(ACTION ITEM): Return every line of the listing below so that it matches the original exactly.

(DATA FOR REVIEW):
= = = =

PR #13054, opened 2026-09-08
fix(cookie): parse request Cookie header as name/value pairs

dstepanov:
Rebase of #12871 (by @kali834x) onto the current `5.2.x`. Same two commits, no content changes.

`DefaultServerCookieDecoder.decode` parses an inbound `Cookie` request header on runtimes without http-netty, but delegated to `java.net.HttpCookie.parse`, a `Set-Cookie` *response* parser. On a `Cookie` header with several pairs it returned only the first and dropped the rest (`SID=a; JSESSIONID=b` yielded just `SID`), threw `IllegalArgumentException` on a malformed name so a bad request turned into a 500, and treated `Path`/`Domain`/`Max-Age` as attributes on the inbound cookie, letting a client set `cookie.getPath()` which `NettyCookies` uses to filter which cookies reach the app. The `NettyLaxServerCookieDecoder` sibling backed by Netty's `ServerCookieDecoder.LAX` already parses it as a plain name/value list, so the two SPI implementations disagreed on identical input.

`decode` now splits on `;`, unwraps balanced quotes, and skips empty or unparsable pairs instead of interpreting attributes or throwing. A value that opens with a double quote that is never closed drops the pair, matching `CookieUtil.unwrapValue` in Netty LAX.

Review comments on the original PR are all addressed: the `=` scan is bounded to the current segment (no O(n²) rescan of the rest of the header), the unused catch variable is named `ignored`, and the unbalanced-quote divergence @HDPark95 found is fixed.

Verified against Netty by running both decoders side by side over a set of edge-case headers: `a="unterminated; b=2`, `a="`, `a=""`, `a=1;;b=2; ;c=3`, `=noname; a=1`, `foo`, `a=`, `a=b=c` and `a=1,b=2` all now decode identically. Remaining differences are pre-existing and not touched here: `LAX.decode(String)` returns a `TreeSet`, so the Netty decoder emits cookies sorted by name and deduped while this one keeps header order and duplicates; Netty also skips the RFC 2965 `$Version` pair and does not trim whitespace around a name or value.

`:micronaut-http:test --tests '*Cookie*'` passes, 35 tests.

Closes #12871

### DIFF
--- a/http/src/main/java/io/micronaut/http/cookie/DefaultServerCookieDecoder.java
+++ b/http/src/main/java/io/micronaut/http/cookie/DefaultServerCookieDecoder.java
@@ -16,11 +16,14 @@
 package io.micronaut.http.cookie;
 
 import io.micronaut.core.annotation.Internal;
-import java.net.HttpCookie;
+
+import java.util.ArrayList;
 import java.util.List;
 
 /**
- * {@link ServerCookieDecoder} implementation backed by {@link HttpCookie#parse(String)}.
+ * {@link ServerCookieDecoder} implementation that parses an HTTP {@code Cookie} request header into
+ * its individual name/value pairs, as defined by
+ * <a href="https://datatracker.ietf.org/doc/html/rfc6265#section-4.2.1">RFC 6265, Section 4.2.1</a>.
  *
  * @author Sergio del Amo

= = = =

(RESULT):
PR #13054, opened 2026-09-08
fix(cookie): parse request Cookie header as name/value pairs

dstepanov:
Rebase of #12871 (by @kali834x) onto the current `5.2.x`. Same two commits, no content changes.

`DefaultServerCookieDecoder.decode` parses an inbound `Cookie` request header on runtimes without http-netty, but delegated to `java.net.HttpCookie.parse`, a `Set-Cookie` *response* parser. On a `Cookie` header with several pairs it returned only the first and dropped the rest (`SID=a; JSESSIONID=b` yielded just `SID`), threw `IllegalArgumentException` on a malformed name so a bad request turned into a 500, and treated `Path`/`Domain`/`Max-Age` as attributes on the inbound cookie, letting a client set `cookie.getPath()` which `NettyCookies` uses to filter which cookies reach the app. The `NettyLaxServerCookieDecoder` sibling backed by Netty's `ServerCookieDecoder.LAX` already parses it as a plain name/value list, so the two SPI implementations disagreed on identical input.

`decode` now splits on `;`, unwraps balanced quotes, and skips empty or unparsable pairs instead of interpreting attributes or throwing. A value that opens with a double quote that is never closed drops the pair, matching `CookieUtil.unwrapValue` in Netty LAX.

Review comments on the original PR are all addressed: the `=` scan is bounded to the current segment (no O(n²) rescan of the rest of the header), the unused catch variable is named `ignored`, and the unbalanced-quote divergence @HDPark95 found is fixed.

Verified against Netty by running both decoders side by side over a set of edge-case headers: `a="unterminated; b=2`, `a="`, `a=""`, `a=1;;b=2; ;c=3`, `=noname; a=1`, `foo`, `a=`, `a=b=c` and `a=1,b=2` all now decode identically. Remaining differences are pre-existing and not touched here: `LAX.decode(String)` returns a `TreeSet`, so the Netty decoder emits cookies sorted by name and deduped while this one keeps header order and duplicates; Netty also skips the RFC 2965 `$Version` pair and does not trim whitespace around a name or value.

`:micronaut-http:test --tests '*Cookie*'` passes, 35 tests.

Closes #12871

### DIFF
--- a/http/src/main/java/io/micronaut/http/cookie/DefaultServerCookieDecoder.java
+++ b/http/src/main/java/io/micronaut/http/cookie/DefaultServerCookieDecoder.java
@@ -16,11 +16,14 @@
 package io.micronaut.http.cookie;
 
 import io.micronaut.core.annotation.Internal;
-import java.net.HttpCookie;
+
+import java.util.ArrayList;
 import java.util.List;
 
 /**
- * {@link ServerCookieDecoder} implementation backed by {@link HttpCookie#parse(String)}.
+ * {@link ServerCookieDecoder} implementation that parses an HTTP {@code Cookie} request header into
+ * its individual name/value pairs, as defined by
+ * <a href="https://datatracker.ietf.org/doc/html/rfc6265#section-4.2.1">RFC 6265, Section 4.2.1</a>.
  *
  * @author Sergio del Amo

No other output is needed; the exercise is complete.